------ Dataset entries ------
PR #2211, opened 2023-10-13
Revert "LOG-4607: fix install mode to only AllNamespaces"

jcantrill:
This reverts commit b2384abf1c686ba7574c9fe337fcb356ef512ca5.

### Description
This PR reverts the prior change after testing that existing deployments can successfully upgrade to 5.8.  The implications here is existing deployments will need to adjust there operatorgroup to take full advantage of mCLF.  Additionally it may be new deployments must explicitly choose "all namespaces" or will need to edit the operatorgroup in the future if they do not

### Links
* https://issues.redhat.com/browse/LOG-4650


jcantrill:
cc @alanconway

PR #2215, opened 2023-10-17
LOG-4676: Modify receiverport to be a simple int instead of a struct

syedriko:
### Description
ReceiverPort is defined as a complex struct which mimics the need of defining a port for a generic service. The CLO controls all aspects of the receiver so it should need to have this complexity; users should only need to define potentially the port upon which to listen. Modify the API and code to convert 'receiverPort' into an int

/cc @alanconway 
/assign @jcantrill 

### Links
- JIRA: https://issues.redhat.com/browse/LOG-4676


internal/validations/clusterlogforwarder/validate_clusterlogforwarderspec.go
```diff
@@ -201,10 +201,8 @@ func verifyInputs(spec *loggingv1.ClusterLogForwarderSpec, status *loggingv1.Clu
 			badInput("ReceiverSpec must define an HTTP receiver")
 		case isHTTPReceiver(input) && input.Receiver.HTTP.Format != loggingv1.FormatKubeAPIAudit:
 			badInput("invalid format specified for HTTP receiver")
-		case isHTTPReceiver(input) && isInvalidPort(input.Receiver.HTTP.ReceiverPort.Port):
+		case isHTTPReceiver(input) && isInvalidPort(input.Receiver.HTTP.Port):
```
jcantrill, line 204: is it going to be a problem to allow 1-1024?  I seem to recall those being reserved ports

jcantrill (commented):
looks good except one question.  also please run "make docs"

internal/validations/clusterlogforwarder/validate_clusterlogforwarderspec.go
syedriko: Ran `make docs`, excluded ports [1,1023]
------
------ Dataset entries ------
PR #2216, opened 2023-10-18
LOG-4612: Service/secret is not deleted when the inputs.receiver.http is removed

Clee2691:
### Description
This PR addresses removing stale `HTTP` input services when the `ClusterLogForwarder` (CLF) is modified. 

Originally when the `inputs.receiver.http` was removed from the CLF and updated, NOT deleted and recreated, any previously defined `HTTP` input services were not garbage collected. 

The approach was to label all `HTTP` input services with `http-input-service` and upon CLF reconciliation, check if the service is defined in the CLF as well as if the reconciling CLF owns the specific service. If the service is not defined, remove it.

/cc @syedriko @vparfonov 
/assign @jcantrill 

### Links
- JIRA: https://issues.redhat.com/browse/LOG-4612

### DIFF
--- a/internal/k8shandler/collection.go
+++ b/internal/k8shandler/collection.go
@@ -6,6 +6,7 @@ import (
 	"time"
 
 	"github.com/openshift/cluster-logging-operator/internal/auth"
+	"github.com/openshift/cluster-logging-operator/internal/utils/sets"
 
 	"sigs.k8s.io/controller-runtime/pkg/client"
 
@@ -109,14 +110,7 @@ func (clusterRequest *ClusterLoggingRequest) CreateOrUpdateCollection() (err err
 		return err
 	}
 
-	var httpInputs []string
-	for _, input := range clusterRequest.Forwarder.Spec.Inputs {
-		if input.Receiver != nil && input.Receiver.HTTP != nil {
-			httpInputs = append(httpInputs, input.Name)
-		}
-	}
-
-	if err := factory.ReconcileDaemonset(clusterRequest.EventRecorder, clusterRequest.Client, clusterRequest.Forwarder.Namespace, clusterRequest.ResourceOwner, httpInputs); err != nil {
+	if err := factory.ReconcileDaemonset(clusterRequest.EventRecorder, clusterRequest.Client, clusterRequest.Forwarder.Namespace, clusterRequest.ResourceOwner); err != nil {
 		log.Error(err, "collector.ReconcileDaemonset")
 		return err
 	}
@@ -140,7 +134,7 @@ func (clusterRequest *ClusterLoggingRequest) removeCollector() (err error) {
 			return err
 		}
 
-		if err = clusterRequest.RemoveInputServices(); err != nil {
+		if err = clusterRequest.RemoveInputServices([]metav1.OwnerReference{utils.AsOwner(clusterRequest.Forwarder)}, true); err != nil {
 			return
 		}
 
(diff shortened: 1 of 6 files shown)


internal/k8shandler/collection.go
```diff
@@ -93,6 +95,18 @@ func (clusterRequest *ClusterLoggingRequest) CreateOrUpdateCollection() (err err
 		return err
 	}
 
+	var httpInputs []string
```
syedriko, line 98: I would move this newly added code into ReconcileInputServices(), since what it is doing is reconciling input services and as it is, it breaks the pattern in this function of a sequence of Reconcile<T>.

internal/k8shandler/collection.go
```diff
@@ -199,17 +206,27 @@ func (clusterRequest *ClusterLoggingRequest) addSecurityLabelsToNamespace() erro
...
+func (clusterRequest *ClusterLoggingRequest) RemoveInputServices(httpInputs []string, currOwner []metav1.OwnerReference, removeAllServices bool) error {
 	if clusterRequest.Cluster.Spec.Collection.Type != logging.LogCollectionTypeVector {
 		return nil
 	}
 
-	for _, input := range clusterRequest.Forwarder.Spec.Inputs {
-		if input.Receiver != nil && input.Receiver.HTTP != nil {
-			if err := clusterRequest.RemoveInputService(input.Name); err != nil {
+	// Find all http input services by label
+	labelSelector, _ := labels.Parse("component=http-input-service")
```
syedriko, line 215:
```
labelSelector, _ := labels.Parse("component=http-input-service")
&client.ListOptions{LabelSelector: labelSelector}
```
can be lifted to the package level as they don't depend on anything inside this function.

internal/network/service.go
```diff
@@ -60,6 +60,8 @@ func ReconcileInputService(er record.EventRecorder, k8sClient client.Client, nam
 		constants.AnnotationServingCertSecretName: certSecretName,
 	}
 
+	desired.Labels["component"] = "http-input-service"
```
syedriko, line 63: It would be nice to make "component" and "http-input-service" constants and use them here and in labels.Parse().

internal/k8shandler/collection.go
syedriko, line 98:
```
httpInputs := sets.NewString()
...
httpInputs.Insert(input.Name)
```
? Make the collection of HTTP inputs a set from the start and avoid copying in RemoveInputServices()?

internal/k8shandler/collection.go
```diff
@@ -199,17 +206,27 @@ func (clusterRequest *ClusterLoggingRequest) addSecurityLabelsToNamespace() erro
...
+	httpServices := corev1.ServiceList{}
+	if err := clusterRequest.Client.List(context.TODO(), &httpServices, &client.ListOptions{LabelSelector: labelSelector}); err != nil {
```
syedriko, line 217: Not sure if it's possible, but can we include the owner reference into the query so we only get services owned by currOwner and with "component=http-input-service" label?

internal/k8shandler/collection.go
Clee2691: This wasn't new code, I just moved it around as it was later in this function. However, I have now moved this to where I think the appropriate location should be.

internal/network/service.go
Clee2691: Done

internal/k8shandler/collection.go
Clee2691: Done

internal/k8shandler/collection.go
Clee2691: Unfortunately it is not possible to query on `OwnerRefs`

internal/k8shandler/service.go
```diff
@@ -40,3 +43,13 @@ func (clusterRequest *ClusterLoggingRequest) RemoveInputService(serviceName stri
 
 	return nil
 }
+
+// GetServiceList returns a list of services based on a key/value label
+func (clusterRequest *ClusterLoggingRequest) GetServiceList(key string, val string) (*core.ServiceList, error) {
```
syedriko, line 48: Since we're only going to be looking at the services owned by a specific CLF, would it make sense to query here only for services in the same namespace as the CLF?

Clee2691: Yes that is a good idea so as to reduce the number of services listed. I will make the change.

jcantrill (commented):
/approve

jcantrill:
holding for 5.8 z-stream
------
------ Dataset entries ------
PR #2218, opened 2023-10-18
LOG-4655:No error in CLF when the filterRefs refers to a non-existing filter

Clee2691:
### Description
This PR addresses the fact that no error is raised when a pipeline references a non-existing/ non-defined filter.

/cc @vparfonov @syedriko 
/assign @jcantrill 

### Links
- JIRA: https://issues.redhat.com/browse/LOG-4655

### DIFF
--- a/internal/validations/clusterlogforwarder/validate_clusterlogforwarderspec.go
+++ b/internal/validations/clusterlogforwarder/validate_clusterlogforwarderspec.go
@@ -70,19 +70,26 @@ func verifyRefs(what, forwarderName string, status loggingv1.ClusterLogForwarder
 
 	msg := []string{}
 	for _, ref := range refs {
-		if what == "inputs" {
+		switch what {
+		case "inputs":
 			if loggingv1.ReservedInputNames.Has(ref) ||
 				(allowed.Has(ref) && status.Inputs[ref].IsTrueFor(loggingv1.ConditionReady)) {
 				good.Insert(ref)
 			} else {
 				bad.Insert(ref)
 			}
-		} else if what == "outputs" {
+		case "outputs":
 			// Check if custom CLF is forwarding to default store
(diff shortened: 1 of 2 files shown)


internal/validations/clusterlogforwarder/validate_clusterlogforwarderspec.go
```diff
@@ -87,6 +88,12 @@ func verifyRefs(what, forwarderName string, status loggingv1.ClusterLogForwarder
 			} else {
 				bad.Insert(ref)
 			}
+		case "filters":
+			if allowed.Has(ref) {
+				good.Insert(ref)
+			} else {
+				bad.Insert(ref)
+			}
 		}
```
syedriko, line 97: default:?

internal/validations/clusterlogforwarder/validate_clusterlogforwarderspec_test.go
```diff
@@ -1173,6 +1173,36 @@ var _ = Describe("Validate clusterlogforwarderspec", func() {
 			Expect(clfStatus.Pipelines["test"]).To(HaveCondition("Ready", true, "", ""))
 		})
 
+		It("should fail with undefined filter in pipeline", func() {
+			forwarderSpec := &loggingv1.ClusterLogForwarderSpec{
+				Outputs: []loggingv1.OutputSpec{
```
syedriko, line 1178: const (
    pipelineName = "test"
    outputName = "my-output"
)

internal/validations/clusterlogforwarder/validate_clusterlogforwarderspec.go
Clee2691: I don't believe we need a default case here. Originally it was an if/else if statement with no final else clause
------
In the records above, the lines containing the string "sets" should be counted; give only the total.

2